■ **What is expected**
The answer must be a single number: the count of lines in these records that hold "connect".

*****

PR #60, opened 2019-05-13
Compatibility the new automatic multicast discovery and plugin file isolation

davidfestal:
### What does this PR do?

This PR Implements the compatibility the new automatic multicast discovery and the isolation of plugin files (work done on `che-theia` by @benoitf in PR https://github.com/eclipse/che-theia/pull/91 

This fixes issue https://github.com/redhat-developer/rh-che/issues/1354 (also described in https://github.com/eclipse/che/issues/13272 and https://github.com/eclipse/che/issues/12395#issuecomment-470591054

This also includes a fix for issue https://github.com/eclipse/che/issues/13349

### Was this PR tested ?

Yes, with upstream Che `nightly` docker image running on Minishift.
Still want to test the che-in-che flow  (Development and test of remote Theia plugins under Che-Theia)


brokers/unified/vscode/broker.go
```diff
@@ -245,8 +245,9 @@ func extensionOrURL(extensionOrURL string) (extension string, URL string) {
 	}
 }
 
-func (b *brokerImpl) generatePluginArchiveName(plugin model.ChePlugin) string {
-	return fmt.Sprintf("%s.%s.%s.%s", plugin.Publisher, plugin.Name, plugin.Version, b.rand.String(10))
+func (b *brokerImpl) generatePluginArchiveName(plugin model.ChePlugin, archivePath string) string {
```
amisevsk: This likely won't work on current master; `archivePath` is generated and no longer resolves filename, and resolving filename from URL won't work for many URLs.

amisevsk: Ah nevermind I see this commit also modifies how `archivePath` is generated.

I worry that depending on URLs ending in the filename will cause problems -- e.g. https://marketplace.visualstudio.com/_apis/public/gallery/publishers/vscjava/vsextensions/vscode-java-debug/0.16.0/vspackage is a valid URL.

davidfestal: This is fixed with commit https://github.com/eclipse/che-plugin-broker/pull/60/commits/ce4c699d7b92f7fdbbac33bfaee10e59532bcc8b

utils/ioutil.go
```diff
@@ -55,29 +58,52 @@ func New() IoUtil {
...
+			if _, params, err := mime.ParseMediaType(dispo); err == nil {
+				contentDispoFilename = params["filename"]
+			}
+			if strings.HasSuffix(contentDispoFilename, "/") || strings.Contains(contentDispoFilename, "\x00") {
+				contentDispoFilename = ""
+			}
+			contentDispoFilename = path.Base(path.Clean("/" + contentDispoFilename))
+			if contentDispoFilename == "." || contentDispoFilename == "/" {
+				contentDispoFilename = ""
+			}
```
amisevsk: Could you add a few comments about why the steps above are necessary? Having multiple cases where `contentDispoFilename` is reset to the empty string is a little confusing. Some examples of cases being addressed would be useful.

davidfestal: I refactored a bit the code to make it clearer in commit  https://github.com/eclipse/che-plugin-broker/pull/60/commits/103113f16e51cf895a242e69ec1659ebc3b82f53

Can you tell if you think a comment is still necessary ?

davidfestal:
@ibuziuk @amisevsk @benoitf I updated the ReadMe accordingly. Do you want to have a look before we merge ?

PR #61, opened 2019-05-17
Make broker preserve extensions for downloaded plugins

amisevsk:
### What does this PR do?
- Add function `DownloadPreserveFilename` to `ioutil`
  - Attempts to use Content-Disposition header to determine filename
  - If unable, behaves as previous `Download()` function
  - Necessary for keeping file extensions (e.g. `.theia` for theia
    plugins)
- Make broker add file extension, if available, to copied local plugins
  - This is necessary as files without `.theia` extension are not picked
    up as plugins at workspace runtime
- Remove mentions of VS Code in logging when step can apply to Theia
  plugins as well
- `gofmt` ran automatically on edited files so there are some formatting
  changes.

https://github.com/eclipse/che/issues/13349

### DIFF
--- a/brokers/unified/vscode/broker.go
+++ b/brokers/unified/vscode/broker.go
@@ -49,7 +49,7 @@ type brokerImpl struct {
 	localhostSidecar bool
 }
 
-// NewBrokerWithParams creates Che VS Code extension broker instance
+// NewBrokerWithParams creates Che VS Code/Theia extension broker instance
 func NewBrokerWithParams(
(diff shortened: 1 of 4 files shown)


amisevsk:
cc: @vitaliy-guliy 

Built PR is available on dockerhub at `amisevsk/che-unified-plugin-broker:dev`

amisevsk:
Closing as it will be implemented as part of #60 (which makes other changes to VS Code/Theia plugin processing.

PR #69, opened 2019-08-13
Format code.

AndrienkoAleksandr:
### What does this PR do?
Format code 

Align code format for https://github.com/eclipse/che/issues/14126

### DIFF
--- a/common/connect.go
+++ b/common/connect.go
@@ -13,15 +13,15 @@
 package common
 
 import (
-	"net/http"
 	"log"
+	"net/http"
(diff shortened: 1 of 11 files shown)


common/connect.go
```diff
@@ -13,15 +13,15 @@
 package common
 
 import (
-	"net/http"
 	"log"
+	"net/http"
```
nickboldt: why isn't this list in alphabetical order like the list below? why are there two separate lists?

PR #1450, opened 2024-08-21
if-arch: only run the pipeline if runtime arch matches

imjasonh:
Split out of #1449 

We need this first so we can migrate existing packages to `if-arch` before removing `if` and `assertions`.


xnox:
do we really need this? I'd rather just use shell and compare the `${{build.arch}}` string and exit 0, or continue executing pipeline. etc.

Such that we can kill all non-determinism.

xnox:
@imjasonh do you want me to go rip all of these things out, in all the places?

*****

■ **Result below**
3